MongoDB versus MySQL Document Store Command Comparisons III

This time we will look at the differences in updating records between MongoDB and the MySQL Document Store.  Syntactically they are pretty different.  I am still following the Getting Started With MongoDB article for example queries.

Updating Records

In Mongo we update thusly:
> db.restaurants.update(
... { "name" : "Juni" },
... {
...  $set: { "cuisine" : "American (new)" },
...  $currentDate: { "lastModified" : true }
... }
... )
WriteResult({ "nMatched" : 1, "nUpserted" : 0, "nModified" : 1 })

The same update in the MySQL Document Store can be a lot different.  We could update using SQL or NoSQL.  I would like to update the document with the change to the cuisine and set the last modified to the current data.  The first change is pretty simple:

db.restaurants.modify("name = 'Juni'").set("cuisine","American (new)")

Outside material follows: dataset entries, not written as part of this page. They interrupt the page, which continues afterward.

PR #792, opened 2018-08-18
Add interactive tests for emacs mode

krader1961:
This is based on PR#788 by @siteshwar but with extensive changes to make
the tests more robust. In particular this structure of the unit test makes
it easier to add a new test. It also introduces a couple of helper
functions to make reading the log files easier.

### DIFF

 But what about that last modified value? Well, that on the SQL side would the values of now() but the MySQL NoSQL side does not have that concept, at least it is not documented.  And lastModified is not in the document itself?!?!  Is it metadata hiding somewhere and hiding somewhere in the Mongo documentation??

Well, after some frustration with searching for document metadata and timestamps with Mongo documents, I decided to circle back to this later.

Updating Embedded Fields

The updating of embedding fields can be as mess but both products can handle  this operation.  The Mongo version is:

> db.restaurants.update(
... { "restaurant_id" : "41156888" },
... { $set: { "address.street": "East 31st Street" }}
... )

And the MySQL Document Store's version:

db.restaurants.modify("restaurant_id ='41156888'").set("address.street","East 31st Street")

So both do what is wanted but have much different syntax.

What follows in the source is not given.